**Problem to work on**
Across the entries, count the lines that include "describe" and report only that number.

**Input records**
+===+

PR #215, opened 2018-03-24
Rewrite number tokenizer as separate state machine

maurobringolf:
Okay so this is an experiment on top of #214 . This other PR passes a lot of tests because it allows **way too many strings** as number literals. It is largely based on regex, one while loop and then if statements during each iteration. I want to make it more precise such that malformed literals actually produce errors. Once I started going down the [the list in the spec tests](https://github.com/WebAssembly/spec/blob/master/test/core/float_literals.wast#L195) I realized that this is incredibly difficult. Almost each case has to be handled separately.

+===+

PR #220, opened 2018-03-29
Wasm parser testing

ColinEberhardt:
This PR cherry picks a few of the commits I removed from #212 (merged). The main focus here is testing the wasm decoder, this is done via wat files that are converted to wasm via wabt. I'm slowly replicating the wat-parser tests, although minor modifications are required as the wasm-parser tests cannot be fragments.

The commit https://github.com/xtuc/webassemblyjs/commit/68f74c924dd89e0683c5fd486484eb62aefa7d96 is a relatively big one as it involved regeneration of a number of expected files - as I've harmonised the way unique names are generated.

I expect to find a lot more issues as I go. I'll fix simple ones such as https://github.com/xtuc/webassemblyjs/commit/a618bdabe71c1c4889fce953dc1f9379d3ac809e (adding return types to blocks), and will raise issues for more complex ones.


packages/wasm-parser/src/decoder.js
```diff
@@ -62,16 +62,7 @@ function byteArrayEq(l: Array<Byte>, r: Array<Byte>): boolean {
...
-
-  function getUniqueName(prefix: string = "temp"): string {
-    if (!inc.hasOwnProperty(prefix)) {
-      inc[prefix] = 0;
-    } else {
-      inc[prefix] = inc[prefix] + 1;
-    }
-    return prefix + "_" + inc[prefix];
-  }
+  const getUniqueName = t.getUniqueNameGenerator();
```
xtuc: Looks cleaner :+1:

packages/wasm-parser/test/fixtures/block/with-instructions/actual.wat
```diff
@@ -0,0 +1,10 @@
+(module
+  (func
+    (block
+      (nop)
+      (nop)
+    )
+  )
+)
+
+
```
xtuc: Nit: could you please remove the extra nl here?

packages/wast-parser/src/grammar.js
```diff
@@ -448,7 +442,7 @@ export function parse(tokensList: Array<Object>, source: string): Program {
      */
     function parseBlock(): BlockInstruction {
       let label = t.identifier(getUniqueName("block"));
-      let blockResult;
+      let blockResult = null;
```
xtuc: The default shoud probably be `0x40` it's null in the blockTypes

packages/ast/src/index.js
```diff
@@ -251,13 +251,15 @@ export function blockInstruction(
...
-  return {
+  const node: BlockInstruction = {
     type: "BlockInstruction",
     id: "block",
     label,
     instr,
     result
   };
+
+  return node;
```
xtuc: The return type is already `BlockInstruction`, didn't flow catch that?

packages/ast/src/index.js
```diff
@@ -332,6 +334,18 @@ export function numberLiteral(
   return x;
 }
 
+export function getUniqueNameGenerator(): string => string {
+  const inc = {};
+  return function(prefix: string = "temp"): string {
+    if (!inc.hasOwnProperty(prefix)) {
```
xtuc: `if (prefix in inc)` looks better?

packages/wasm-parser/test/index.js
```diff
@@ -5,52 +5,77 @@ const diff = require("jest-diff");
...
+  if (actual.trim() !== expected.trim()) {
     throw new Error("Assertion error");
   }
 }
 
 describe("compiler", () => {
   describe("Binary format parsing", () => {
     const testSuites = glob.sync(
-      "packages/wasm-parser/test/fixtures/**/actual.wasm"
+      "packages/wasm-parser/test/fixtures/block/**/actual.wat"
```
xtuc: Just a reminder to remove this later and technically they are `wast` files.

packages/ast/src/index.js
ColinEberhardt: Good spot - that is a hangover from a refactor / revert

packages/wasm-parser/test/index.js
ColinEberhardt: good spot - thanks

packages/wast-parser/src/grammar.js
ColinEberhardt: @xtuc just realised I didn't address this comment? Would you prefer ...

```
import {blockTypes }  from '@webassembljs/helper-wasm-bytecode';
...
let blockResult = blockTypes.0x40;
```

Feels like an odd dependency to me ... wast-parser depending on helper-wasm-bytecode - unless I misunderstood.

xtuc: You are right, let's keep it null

+===+

**Response to this exercise**
2